The measuring part of PerPI is a Pin tool[5]. It computes $ILP = I/C$, where $I$ is the number of machine instructions run and $C$ is the number of steps needed to complete the run. The higher $ILP$, the more parallel the piece of code.

A step is defined as the following sequence of operations: for every runnable instruction, its source registers are read, its memory read references are loaded, its operations are computed, its destination registers are written and eventually its memory write references are stored.

For example, addl %eax, 4(%ebp) reads registers $EAX$ and $EBP$, computes $a = EBP + 4$, loads memory referenced by $a$ (assume value $v$ is loaded), computes $r = EAX + v$ and stores $r$ to memory referenced by $a$ (the addl instruction could be the translation of a C source code instruction such as $x=x+y$ where $x$ is in the function frame on the stack, address $a$ and $y$ is in register $EAX$).

A step is performed in many cycles in a real machine. However in our tool, a step is considered as atomic to match the ideal machine. As in the example, ILP is the average number of machine instructions run per step. This definition of the ILP removes any micro-architectural details such as latency and throughput. We assume the piece of code is run on the best possible processor, with infinite resources and single cycle latency operators (including memory access and conditional and indirect branch resolution).

An instruction is runnable when all the source registers and all the memory read references are ready, i.e., have been written by preceding instructions.

The Pin tool computes ILP as follows.

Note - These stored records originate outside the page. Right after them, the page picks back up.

PR #4429, opened 2022-11-21
Add contextual link to updated Level Up

mjgutermuth:
Update link to point to the new video that deprecates the old video


claireriley (approved):
Thanks @mjgutermuth! We'll include this in our next push to prod 🙌

PR #4432, opened 2022-11-23
TW-759 Sentence case in leftnav and titles

jkonrath-postman:


src/pages/docs/postman-flows/core-concepts/blocks.md
```diff
@@ -1,5 +1,5 @@
 ---
-title: "About Blocks"
+title: "About blocks"
```
MatthewPinsker-postman, line 2: In the "Contents" section, should we add `## Contents` before the bullet points? Also, should we format each bullet point as sentence case, instead of title case?

MatthewPinsker-postman (approved):
Looks good!

PR #4474, opened 2022-12-19
TW 821 Clarify workplace roles availability

HeatherStenson:
Question for the group - Since the availability for these workspace roles is on Basic, Professional, and Enterprise plans and that's pretty lengthy for a list entry, I used "Paid plans only" as shorthand for that, with a link to the [pricing page](https://www.postman.com/pricing/). In your opinions, is that clear enough? Or should I use "Basic, Professional, and Enterprise plans only" instead? 🤔

### DIFF
--- a/src/pages/docs/collaborating-in-postman/roles-and-permissions.md
+++ b/src/pages/docs/collaborating-in-postman/roles-and-permissions.md
@@ -1,7 +1,7 @@
 ---
 title: "Defining roles"
 order: 72
-updated: 2022-05-11
+updated: 2022-12-19
 page_id: "roles_and_permissions"
 warning: false
 contextual_links:
--- a/src/pages/docs/collaborating-in-postman/roles-and-permissions.md
+++ b/src/pages/docs/collaborating-in-postman/roles-and-permissions.md
@@ -103,9 +103,9 @@ To learn how to manage team roles in Postman, see [Managing your team](/docs/adm
 
 You can [assign](/docs/collaborating-in-postman/using-workspaces/managing-workspaces/#managing-workspace-roles) three role types in Postman workspaces: **Admin**, **Editor**, and **Viewer**. Partner Workspaces offer an additional role type: **Partner Lead**.
 
-* **Admin** - Can manage workspace resources and settings
-* **Editor** - Can create and edit workspace resources
-* **Viewer** - Can view, fork, and export workspace resources
+* **Admin** - Can manage workspace resources and settings.
+* **Editor** ([Paid plans only](https://www.postman.com/pricing)) - Can create and edit workspace resources.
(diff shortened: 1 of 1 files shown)


src/pages/docs/collaborating-in-postman/roles-and-permissions.md
```diff
@@ -103,9 +103,9 @@ To learn how to manage team roles in Postman, see [Managing your team](/docs/adm
 
 You can [assign](/docs/collaborating-in-postman/using-workspaces/managing-workspaces/#managing-workspace-roles) three role types in Postman workspaces: **Admin**, **Editor**, and **Viewer**. Partner Workspaces offer an additional role type: **Partner Lead**.
 
-* **Admin** - Can manage workspace resources and settings
-* **Editor** - Can create and edit workspace resources
-* **Viewer** - Can view, fork, and export workspace resources
+* **Admin** - Can manage workspace resources and settings.
+* **Editor** ([Paid plans only](https://www.postman.com/pricing)) - Can create and edit workspace resources.
+* **Viewer** ([Paid plans only](https://www.postman.com/pricing)) - Can view, fork, and export workspace resources.
```
MatthewPinsker-postman, line 108: I'm leaning towards writing out "Basic, Professional, and Enterprise plans only", instead of "Paid plans only".

My thinking is that we note whether something only applies to one or two plan types on the same page. As a user, seeing (for example) "Enterprise only" and "Paid plans only" on the same page (or in the same section) forces me to recall which plans are paid plans. I might be more inclined to select "Paid plans only" to be reminded which plans fall in this category. I also think it might be easier to scan the content if the plan types are written out.

However, I see some occurrences of "paid plans" already used in our documentation: `/docs/monitoring-your-api/uptime-monitors/` and `/docs/getting-started/navigating-postman/`. Since we're already doing this in some places, it might be OK to continue doing this. Maybe we could leave it as "Paid plans only" for now, and then add this topic to a future style guide discussion?

anjel647: tw-821-workplace-roles-update

petewitcher: Personally I'd use the shorthand version (`Paid plans only`) to save space if necessary. 

I think `Paid plans only` works because I'm betting the user will know if they (or their employer) are paying for the plan. If they need more info about the plans, they have to click a link. A bit more work for them, but worth the risk IMO if I really want that extra space.

petewitcher (approved):
LGTM

src/pages/docs/collaborating-in-postman/roles-and-permissions.md
HeatherStenson: Thanks for the convo, all! In the interest of expediency, I'm going to leave this as "paid plans only" for now, and we can hash it out in the style guide backlog and standardize across the LC later.

PR #1441, opened 2024-08-13
Add board def for Adafruit Feather ESP32-C6

tyeth:
This adds the Adafruit Feather ESP32-C6 (4mb variant no psram).

About to test it and then will make non-draft. Also need to confirm the board define is correct.

Should match up to https://github.com/espressif/arduino-esp32/tree/master/variants/adafruit_feather_esp32c6

### DIFF
--- a/boards/adafruit_feather_esp32c6.json
+++ b/boards/adafruit_feather_esp32c6.json
@@ -1,0 +1,47 @@
+{
+  "build": {
+    "arduino":{
+      "ldscript": "esp32c6_out.ld"
+    },
+    "core": "esp32",
+    "extra_flags": [
+      "-DARDUINO_ADAFRUIT_FEATHER_ESP32C6",
+      "-DARDUINO_USB_MODE=1",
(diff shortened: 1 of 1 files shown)


valeros:
Hi @tyeth, thanks for the PR. This board was added in the Arduino core v3.0.3 which is currently unsupported, see #1225.

tyeth:
Thanks @valeros 
I did see that this would be the case last night when looking at another board PR that needs 3.0.3 and was left open.

Guess this will sit here for a while, but it's possibly useful for our testing (and others).

tyeth:
For anyone trying to work with the latest processors in Arduino-ESP32 board support package v3, you can use the community maintained fork:
https://github.com/pioarduino/platform-espressif32/releases/

So in your esp32 board related platformio.ini `[env]` section, use the appropriate zip from a versioned or latest release (or #dev branch):
```
[env:featherc6]
platform = https://github.com/pioarduino/platform-espressif32/releases/latest/download/platform-espressif32.zip
board = adafruit_feather_esp32c6
```

PR #1469, opened 2024-09-28
Add board definition for Freenove ESP32-S3-WROOM

argetlam-coder:
Adds support for Freenove ESP32-S3-WROOM (https://github.com/Freenove/Freenove_ESP32_S3_WROOM_Board)


valeros:
Thanks for the PR, added!

PR #1480, opened 2024-10-24
Update heltec_wireless_stick_lite.json

Andreas-Pedersen:
Supports 80MHz
I get an error when using this board and a fresh install of platformio in vscode, change this speed to 80Mhz solves the problems.


valeros:
Thanks, merged.

PR #1481, opened 2024-10-24
Update heltec_wireless_stick_lite.json

Andreas-Pedersen:
Changed the fields so that they match an esp32-s3fn8 that is on the heltec-wireless-stick-lite board.


valeros:
Hi @Andreas-Pedersen, you're probably referring to a newer version of this board called `Wireless Stick Lite (V3)`. The board manifest you've changed is meant for an older version based on a generic ESP32. I'd recommend creating a new board manifest `heltec_wireless_stick_lite_v3.json` with proper settings for the ESP32-S3 target.

PR #1489, opened 2024-11-15
Add RYMCU ESP32-S3-DevKitC-1 board

ronger-x:


ronger-x:
> Hi @ronger-x, thanks for the PR. There is probably a mistake in the variant field `"variant": "esp32s3n8r2"`. There is no `esp32s3n8r2` option available, you can use `esp32s3` instead.

Thank you, the error has been corrected.

valeros:
Thanks, merged.

PR #1498, opened 2024-12-02
Fixed missing psram for adafruit feather with tft

mariusGundersen:
This is the same config as for the reverse tft


valeros:
Thanks, merged!

PR #1512, opened 2024-12-11
Add USB_CDC flag to Romeo ESP32-S3

PabloPL:
Adding "-DARDUINO_USB_CDC_ON_BOOT=1" to dfrobot_romeo_esp32s3.json, otherwise, the serial monitor from USB doesn't work.

Similar to https://github.com/platformio/platform-espressif32/pull/888


PabloPL:
By the way, maybe we could also mention that with esp-bridge this device is debuggable using Platformio, without any other HW?  On Wiki there is following information
```DFRobot Romeo ESP32-S3 does not have on-board debug probe and IS NOT READY for debugging. You will need to use/buy one of external probe listed below.```

PR #1536, opened 2025-01-31
Add Shelly3Pro

oliv3r:
Add the Shelly3Pro, as found in the Shelly Pro 3. This is a custom designed ESP32 board with 8MiB flash, and SMSC 8720A Ethernet PHY. All other I/O is on separate boards via pin-headers and thus not relevant.

The board has no flashing circuity and requires 'manual' toggling of reset and GPIO0.

### DIFF
--- a/boards/shelly3pro.json
+++ b/boards/shelly3pro.json
@@ -1,0 +1,37 @@
+{
+  "build": {
+    "arduino": {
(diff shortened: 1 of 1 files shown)


Jason2866:
There is no `shelly3pro_esp32` board variant in any Arduino core.

PR #1588, opened 2025-05-17
use provided upload port

### LINKED ISSUE #1582: "Upload FileSystem Image" use unexpected port
I have two ESP32 connected, two ports COM26, COM49 are available to upload. Next I change "auto" selecting port to COM49 for instance, but when I hit "upload file system image" I see that auto scan had happen, and unexpected port was used to upload. Following screen show that:
Image

 I expect then if I do specify port explicitly it shopuld be used to "upload filesystem image", similar to just "upload" command.
Thanks in advance.

Jason2866:
and if none found use auto detection for the port. Partially fixes #1582 
When the port is provided via Platformio VSC extension it is still auto detected. Dont know how to get choosen settings from the Platformio VSC extension.

### DIFF
--- a/builder/main.py
+++ b/builder/main.py
@@ -32,7 +32,8 @@ def BeforeUpload(target, source, env):
     if "BOARD" in env:
         upload_options = env.BoardConfig().get("upload", {})
 
-    env.AutodetectUploadPort()
+    if not env.subst("$UPLOAD_PORT"):
+        env.AutodetectUploadPort()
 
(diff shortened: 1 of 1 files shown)


valeros:
Hi @Jason2866, thanks for the PR. Unfortunately, your PR won't fix the issue as it spans across different parts of PlatformIO ecosystem (changes also required for the IDE extension and Core in the first place).

PR #1597, opened 2025-06-01
support esp32c5

mischief:
here's my attempt at supporting the esp32c5 mcu and esp32-c5-devkitc-1, which i ordered from the [espressif official online store] and arrived recently.

i've only attempted to work on espidf framework, since i am pretty sure there would need to be upstream work done to support esp32c5 in the arduino core.

note that i am a total n00b at python, so i apologize in advance.

[espressif official online store]: https://www.aliexpress.us/item/3256808604473710.html

### DIFF
--- a/builder/frameworks/_embed_files.py
+++ b/builder/frameworks/_embed_files.py
@@ -110,14 +110,14 @@ env.Append(
                 " ".join(
                     [
                         "riscv32-esp-elf-objcopy"
-                        if mcu in ("esp32c3", "esp32c6")
+                        if mcu in ("esp32c3", "esp32c5", "esp32c6")
                         else "xtensa-%s-elf-objcopy" % mcu,
                         "--input-target",
                         "binary",
                         "--output-target",
-                        "elf32-littleriscv" if mcu in ("esp32c3","esp32c6") else "elf32-xtensa-le",
+                        "elf32-littleriscv" if mcu in ("esp32c3", "esp32c5", "esp32c6") else "elf32-xtensa-le",
                         "--binary-architecture",
-                        "riscv" if mcu in ("esp32c3","esp32c6") else "xtensa",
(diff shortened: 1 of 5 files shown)


builder/frameworks/_embed_files.py
```diff
@@ -110,14 +110,14 @@ def transform_to_asm(target, source, env):
                 " ".join(
                     [
                         "riscv32-esp-elf-objcopy"
-                        if mcu in ("esp32c3", "esp32c6")
+                        if mcu in ("esp32c3", "esp32c5", "esp32c6")
```
mischief, line 113: this (and the following) repeated lists of mcu feels like it could be refactored into each board json, or at least centralized into a function that said whether the mcu is riscv32 or not.

mischief:
esp32c5 does not work yet with older tool-esptoolpy 1.40501.0, but does kind of work with newer 1.40801.0.

Jason2866:
you can use the fork pioarduino https://github.com/pioarduino/platform-espressif32/tree/develop_33

mischief:
> you can use the fork pioarduino https://github.com/pioarduino/platform-espressif32/tree/develop_33

@Jason2866 thanks! this appears to work for the ESP32-C5-DevKitC-1. is there a plan to merge this back to the platformio repos?

your repo has a bug, or was maybe was brought up against a different SoC. my ESP32-C5-DevKitC-1 v1.2 contains the ESP32-C5-WROOM-1-N8R4 (doc here https://www.espressif.com/sites/default/files/documentation/esp32-c5-wroom-1_wroom-1u_datasheet_en.pdf), which has 8MB flash and 4MB PSRAM. your config says 4MB flash and no PSRAM.

Jason2866:
@mischief 
> Jason2866 thanks! this appears to work for the ESP32-C5-DevKitC-1. is there a plan to merge this back to the platformio repos?

No, see https://github.com/platformio/platform-espressif32/issues/1225

PR #1604, opened 2025-06-23
Add new board M5Stack StampC3

joshdoesthis:
PlatformIO board configuration for the M5Stack StampC3.


joshdoesthis:
I believe the variant for this board can be set to `m5stack_stamp_c3` once [platformio/framework-arduinoespressif32](https://registry.platformio.org/tools/platformio/framework-arduinoespressif32) has the required details from [espressif/arduino-esp32](https://github.com/espressif/arduino-esp32/tree/master).

Issue #1569, opened 2025-04-16
Add board support for Waveshare ESP32-S3-ETH


danieljharris:
Waveshare page: [https://www.waveshare.com/wiki/ESP32-S3-ETH](https://www.waveshare.com/wiki/ESP32-S3-ETH)
PiHut listing: [https://thepihut.com/products/esp32-s3-ethernet-development-board-rj45](https://thepihut.com/products/esp32-s3-ethernet-development-board-rj45)

![Image](https://github.com/user-attachments/assets/58fa45a0-3ef2-48cd-899d-3209450cd9a3)

Fabimawn:
Is there a config we can use for it in the meanwhile? I need to work with it within a deadline.

valeros:
@Fabimawn There are several boards with similar specs, for example `4d_systems_esp32s3_gen4_r8n16`.

Fabimawn:
Fantastic, thats what I was looking for! I just didn't see a config that fit this ESP specifically so far since most of my boards were the WROOM variants

PR #1652, opened 2025-09-18
Add new board ESP32-S3-ETH

danieljharris:
Add support for: https://www.waveshare.com/wiki/ESP32-S3-ETH

Fixes Issue: https://github.com/platformio/platform-espressif32/issues/1569

Recommended ESP32-S3-ETH config (from their site):
image

### DIFF
--- a/boards/waveshare_esp32s3_eth.json
+++ b/boards/waveshare_esp32s3_eth.json
@@ -1,0 +1,51 @@
+{
+  "build": {
+    "arduino": {
+      "ldscript": "esp32s3_out.ld",
+      "memory_type": "qio_opi",
+      "partitions": "huge_app.csv"
+    },
+    "core": "esp32",
+    "extra_flags": [
+      "-DARDUINO_ESP32_S3R8N16",
+      "-DBOARD_HAS_PSRAM",
+      "-DARDUINO_USB_MODE=1",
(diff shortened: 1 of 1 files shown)


valeros:
Hi @danieljharris, thanks for the PR. I see `ESP32S3 Dev Module` is used as the board on your screenshot , but in the manifest you set `esp32s3eth` in the `variant` field.

amayhall-gloop:
Any update on this making it into the board explorer? No rush I was just curious as I've got a couple projects using these boards already and wanted to make the jump into PlatformIO.

danieljharris:
> ESP32S3 Dev Module

From other examples such as [esp32s3camlcd](https://github.com/platformio/platform-espressif32/blob/develop/boards/esp32s3camlcd.json) it looks like this approach to variant names is common. Please correct me if I am wrong and there is a better name for this. `esp32s3eth` better describes the variant than just dev module as there are specific configs for this variant of board recommended by the manufacturer.

alexmiller422:
When using this board file with the aruino framework, I get `fatal error: pins_arduino.h: No such file or directory`

I believe this file needs to exist under the directory `.platformio/packages/framework-arduinoespressif32/variants/<variant name>`

Setting the vairnat to `esp32s3` works.

PR #178, opened 2021-09-27
Move menus into Settings

donnchawp:
This is a dupe of #174 which was reverted.

The "Getting Started with Crowdsignal" menu is a temporary menu until we move it into the main settings page.

PR #179, opened 2021-09-27
WIP: Move the "Getting Started" process into the Settings page.

donnchawp:
Not ready yet - needs changes to text and review/update of process.


donnchawp:
This patch also includes the code from #178, moving menus around, so that PR can probably be ignored.

digitalwaveride (approved):
Navigation is where it should be 👍 !
The disconnect/connect process works! 👍 

In the next step content and styling need just some more finetuning.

For each instruction of the run, apply the following procedure.

1. For each source register, get the step at which it is updated
2. For each memory read reference, get the step at which it is updated
3. Let $R$ be the latest of all the source register update steps
4. Let $M$ be the latest of all the memory read reference update steps
5. The instruction is run at step $C = \max(R, M) + 1$
6. For each destination register, mark it as being updated at step $C$
7. For each memory write reference, mark it as being updated at step $C$

While we compute the steps, we adjust the step $C$ that is computed last.

For any piece of code, the set of registers and memory references are assumed to be updated at step 0 when the run starts. For reproducibility, the system calls involved in the measured piece of code are not considered.

### 3.2 Analyzing ILP

The observation part of the tool consists in a histogram and a graph displaying functions. These functions allow the user to zoom in and out of the trace. As in the example, the graph represents the instructions dependencies where an instruction $j$ depends on an instruction $i$ iff $j$ has a source provided by $i(j)$ reads a register or a memory word $x$ written by $i$ and no $k$ instruction between $i$ and $j$ writes to $x$). The histogram represents the variation of the ILP along the steps.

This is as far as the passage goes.